Understood. And on the working capital guidance you're seeing a strong free cash flow conversion. DSO has ticked down sequentially. Can you give us some color there on anything notable to call out maybe that's driving that down?

Scott Beasley

Analyst

Sure Julio. As I've said we've made some really good progress on receivables and payables. And if you look we've been able to put a lot of focus on those. And the real victory so far through the year is that we've had a big ramp-up in inventories related to the barge business. So the barge business has ramped up almost 80% year-over-year. That requires a lot of extra inventory but the achievements we've been able to make on the other two fronts have more than offset that and we generated about $40 million of working capital year-to-date. So we're pleased with that. We do feel like there's additional improvement in terms of working capital as a percent of sales but we feel like we're definitely in the right trend.

Antonio Carrillo

Analyst

And let me expand on that because I think it's important. We meet every month to look at this and the one thing that -- it's the softer side of the DSOs. But it's not only that it's dropped the quality and the strength of our receivables has become really really good.

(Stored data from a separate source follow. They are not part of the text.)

PR #5174, opened 2021-11-11
Adding Dirichlet moment and tests

larryshamalama:
This pull request adds `get_moment` to the `Dirichlet` class and corresponding tests.

Regarding tests, my third test fails as I am unsure if I am understanding broadcasting correctly. Hoping to add at least a fourth test upon passing the third one

CC: @ricardoV94

### DIFF
--- a/pymc/distributions/multivariate.py
+++ b/pymc/distributions/multivariate.py
@@ -46,7 +46,11 @@ from pymc.distributions import transforms
 from pymc.distributions.continuous import ChiSquared, Normal, assert_negative_support
 from pymc.distributions.dist_math import bound, factln, logpow, multigammaln
 from pymc.distributions.distribution import Continuous, Discrete
-from pymc.distributions.shape_utils import broadcast_dist_samples_to, rv_size_is_none, to_tuple
+from pymc.distributions.shape_utils import (
+    broadcast_dist_samples_to,
+    rv_size_is_none,
+    to_tuple,
+)
 from pymc.math import kron_diag, kron_dot
 
 __all__ = [
@@ -407,9 +411,11 @@ class Dirichlet(Continuous):
 
     def get_moment(rv, size, a):
         norm_constant = at.sum(a, axis=-1)[..., None]
-        moment = a/norm_constant
+        moment = a / norm_constant
         if not rv_size_is_none(size):
-            return at.full(size, moment)
+            if isinstance(size, int):
+                size = (size,)
+            moment = at.full((*size, *a.shape), moment)
         return moment
 
     def logp(value, a):
--- a/pymc/distributions/multivariate.py
+++ b/pymc/distributions/multivariate.py
@@ -46,7 +46,7 @@ from pymc.distributions import transforms
 from pymc.distributions.continuous import ChiSquared, Normal, assert_negative_support
 from pymc.distributions.dist_math import bound, factln, logpow, multigammaln
 from pymc.distributions.distribution import Continuous, Discrete
-from pymc.distributions.shape_utils import broadcast_dist_samples_to, to_tuple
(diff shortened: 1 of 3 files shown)


pymc/tests/test_distributions_moments.py
```diff
@@ -611,4 +612,28 @@ def test_hyper_geometric_moment(N, k, n, size, expected):
...
+        (
+            np.array([[1, 2, 3], [5, 6, 7]]),
+            None,
+            np.array([[1, 2, 3], [5, 6, 7]])/np.array([6, 18])[..., np.newaxis],
+        ),
+        (
+            np.full(shape=np.array([7, 3]), fill_value=np.array([13, 17, 19])),
+            (11, 5,),
+            np.broadcast_to([13, 17, 19], shape=[11, 5, 7, 3]),
+        ),
```
larryshamalama, line 646: Hi @ricardoV94 , the third test here fails with error `ValueError: could not broadcast input array from shape (7,3) into shape (11,5)`. Is this expected?  If I put shape=`(11, 5, 7, 3)` instead of `(11, 5)`, my output shape is `(11, 5, 7, 3, 7, 3)` and I don't know how to write this test correctly

larryshamalama (commented):
Comment on third moment test for `pm.Dirichlet`

pymc/tests/test_distributions_moments.py
ricardoV94: I think that means you cannot simply use these lines to manage size information. That logic is only that straightforward for univariate distributions

```
if not rv_size_is_none(size):
    return at.full(size, moment)
```

larryshamalama: Got it, thanks for the pointer. I believe that I was able to fix this

pymc/tests/test_distributions_moments.py
```diff
@@ -611,4 +612,41 @@ def test_hyper_geometric_moment(N, k, n, size, expected):
...
+                11,
+                5,
+            ),
+            np.broadcast_to([13, 17, 19], shape=[11, 5, 7, 3]) / 49,
+        ),
+    ],
+)
+def test_dirichlet_moment(a, size, expected):
+    with Model() as model:
+        Dirichlet("x", a=a, size=size)
```
ricardoV94, line 651: Looks great Larry! Thanks a lot

ricardoV94 (approved):

ricardoV94:
Looks great Larry! Thanks a lot

ricardoV94:
Would be great to have your help for some of the other multivariate distributions

pymc/distributions/multivariate.py
```diff
@@ -405,6 +409,15 @@ def dist(cls, a, **kwargs):
 
         return super().dist([a], **kwargs)
 
+    def get_moment(rv, size, a):
+        norm_constant = at.sum(a, axis=-1)[..., None]
+        moment = a / norm_constant
+        if not rv_size_is_none(size):
+            if isinstance(size, int):
```
ricardoV94, line 416: Actually we may need to revisit this. When size is a number it is still inside a TensorConstant. Not sure what `isinstance(size, int)` will do. Maybe we should check for `size.ndim`?

Size may also be a symbolic shape. So the same reasoning applies.

larryshamalama: > Looks great Larry! Thanks a lot

As always, thanks to you for all your help.

Should we change `isinstance(size, int)` to `if isinstance(size, int) or size.ndim > 0`? Would that be a correct approach?

ricardoV94: I checked again and I think that checks will never evaluate true. Even when size is an integer, it gets converted to a `TensorConstant([size])`:

```python
size = x.owner.inputs[1]
isinstance(size, int)  # False
size.data  # array([2])
```

If I remove the `isinstance` block, all tests still pass

PR #5175, opened 2021-11-11
adds beta-binomial mean and test cases

morganstrom:
Note that the get_moment method returns an integer value (rounding the mean down to the nearest integer) in this implementation. Probably due to multiplying an integer with floats.. 

This is made clear in two of the test cases, where np.floor is applied to the expected output. This is similar to the implementation of the Binomial mean (also a integer multiplied with a float, and where the test cases are also rounded to integer values) so I figured it would be OK. Let me know otherwise!

### DIFF
--- a/pymc/tests/test_distributions_moments.py
+++ b/pymc/tests/test_distributions_moments.py
@@ -6,6 +6,7 @@ from scipy import special
 from pymc.distributions import (
     Bernoulli,
     Beta,
+    BetaBinomial,
     Binomial,
     Cauchy,
     ChiSquared,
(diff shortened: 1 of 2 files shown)


pymc/tests/test_distributions_moments.py
```diff
@@ -208,6 +209,21 @@ def test_beta_moment(alpha, beta, size, expected):
     assert_moment_is_expected(model, expected)
 
 
+@pytest.mark.parametrize(
+    "n, alpha, beta, size, expected",
+    [
+        (10, 1, 1, None, 5),
+        (10, 1, 1, 5, np.full(5, 5)),
+        (10, 1, np.arange(1, 6), None, np.floor(10 / np.arange(2, 7))),
+        (10, 1, np.arange(1, 6), (2, 5), np.full((2, 5), np.floor(10 / np.arange(2, 7)))),
```
ricardoV94: Why is the floor needed in the expected results?

ricardoV94 (commented):
Thanks for opening the PR. I have a question below

pymc/tests/test_distributions_moments.py
morganstrom: I mentioned this in the first comment of the pull request - the get_moment method returns an integer for some reason, while the actual mean should be a float (according to the scipy.stats.betabinom). I got the impression from other pymc distributions (binomial for example) that get_moment should return an integer anyway.. let me know if this was incorrect!

ricardoV94: I see. I forgot the binomial part of the beta-binomial xD. Then we should add a floor or round (whichever makes more sense) as an explicit operation in the `get_moment` as well

morganstrom: Noted!

ricardoV94:
Seems like you picked some of the main commits by accident during your merge. Can you try to rebase to fix it?

morganstrom:
I don't know how that happened but I think I fixed it now!

ricardoV94 (approved):

ricardoV94:
Waiting to see if tests pass

PR #5176, opened 2021-11-12
add categorical moment

farhanreynaldo:
Add moments and tests for the below distributions as part of https://github.com/pymc-devs/pymc/issues/5078:

* pymc.distributions.discrete.Categorical

### DIFF
--- a/pymc/tests/test_distributions_moments.py
+++ b/pymc/tests/test_distributions_moments.py
@@ -618,13 +618,13 @@ def test_discrete_uniform_moment(lower, upper, size, expected):
 @pytest.mark.parametrize(
     "p, size, expected",
     [
-        (np.arange(0.1, 0.4, 0.1), None, 3),
-        (np.arange(0.1, 0.4, 0.1), 5, np.full(5, 3)),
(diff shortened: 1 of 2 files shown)


pymc/tests/test_distributions_moments.py
```diff
@@ -612,3 +613,22 @@ def test_discrete_uniform_moment(lower, upper, size, expected):
     with Model() as model:
         DiscreteUniform("x", lower=lower, upper=upper, size=size)
     assert_moment_is_expected(model, expected)
+
+
+@pytest.mark.parametrize(
+    "p, size, expected",
+    [
+        (np.arange(0.1, 0.4, 0.1), None, 3),
```
ricardoV94: Looks good but can we perhaps have some of the tests have the moment not be the last element?

Also for readability defining the p explicitly such as `np.array([.6, .1, .3])` seems better.

farhanreynaldo: Ah sure, I agree it is not really readable.

ricardoV94 (approved):

ricardoV94:
Looks good, just checking if the tests pass

PR #5178, opened 2021-11-12
Avoid unnecessary double clone_replace in `smc._logp_forw`

ricardoV94:
This is a tiny optimization. The first time I wrote this in https://github.com/pymc-devs/pymc/pull/4898 I introduced two clone_replaces, but a single one is enough.


aloctavodia (approved):
LGTM

PR #6443, opened 2023-01-08
Refactoring and addition of helpers to handle flat stats

michaelosthege:
This is one step towards refactoring of the trace backend.

PyMC supports hierarchies of samplers, which means that sampler stats are not a flat list by default.

First I moved `Competence` and `BlockedStep` to the `compound` module to avoid a circular import.

Second, I added a `StatsBijection` which can be used to flatten a list of sampler stats dicts into one dictionary.

Related: https://github.com/pymc-devs/pymc/issues/4602

**Checklist**

## Maintenance
- `Competence` and `BlockedStep` were moved to the `compound` module.
- A non-public `StatsBijection` was added.

### DIFF
--- a/pymc/step_methods/compound.py
+++ b/pymc/step_methods/compound.py
@@ -18,16 +18,15 @@ Created on Mar 7, 2011
 @author: johnsalvatier
 """
 
-
 from abc import ABC, abstractmethod
 from enum import IntEnum, unique
-from typing import Dict, List, Tuple
+from typing import Dict, List, Sequence, Tuple, Union
 
 import numpy as np
 
 from pytensor.graph.basic import Variable
 
-from pymc.blocking import PointType, StatsType
+from pymc.blocking import PointType, StatsDict, StatsType
 from pymc.model import modelcontext
 
 __all__ = ("Competence", "CompoundStep")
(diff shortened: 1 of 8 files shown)


pymc/step_methods/compound.py
```diff
@@ -164,3 +163,43 @@ def reset_tuning(self):
...
+    """Map between a `list` of stats to `dict` of stats."""
+
+    def __init__(self, sampler_stats_dtypes: Sequence[Dict[str, type]]) -> None:
+        # Keep a list of flat vs. original stat names
+        self._stat_groups: List[List[Tuple[str, str]]] = [
+            [(f"sampler_{s}__{statname}", statname) for statname, _ in names_dtypes.items()]
+            for s, names_dtypes in enumerate(sampler_stats_dtypes)
+        ]
+
+    def map(self, stats_list: StatsType) -> StatsDict:
```
Armavica, line 190: Are `map` and `rmap` dedicated or established jargon for this kind of operation? If not, what would you think of using more explicit method names such as `as_dict` (or `to_dict` or something similar) for `map`, and `as_list` for `rmap`?

michaelosthege: I wanted to align with the `DictToArrayBijection`, but otherwise I would agree

Armavica (approved):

So we have good visibility and high-quality receivables.

Julio Romero

Analyst

It's helpful, thanks very much and best of luck in Q4.

Operator

Operator

It does appear that we have no further questions at this time. I'll turn the call back over to you Ms. Peck for any closing remarks.

Gail Peck

Analyst

Thank you, Ashley. Thank you everyone for joining us today. We look forward to speaking with you again next quarter.

Operator

Operator

This will conclude today's program. Thank you for your participation. You may now disconnect.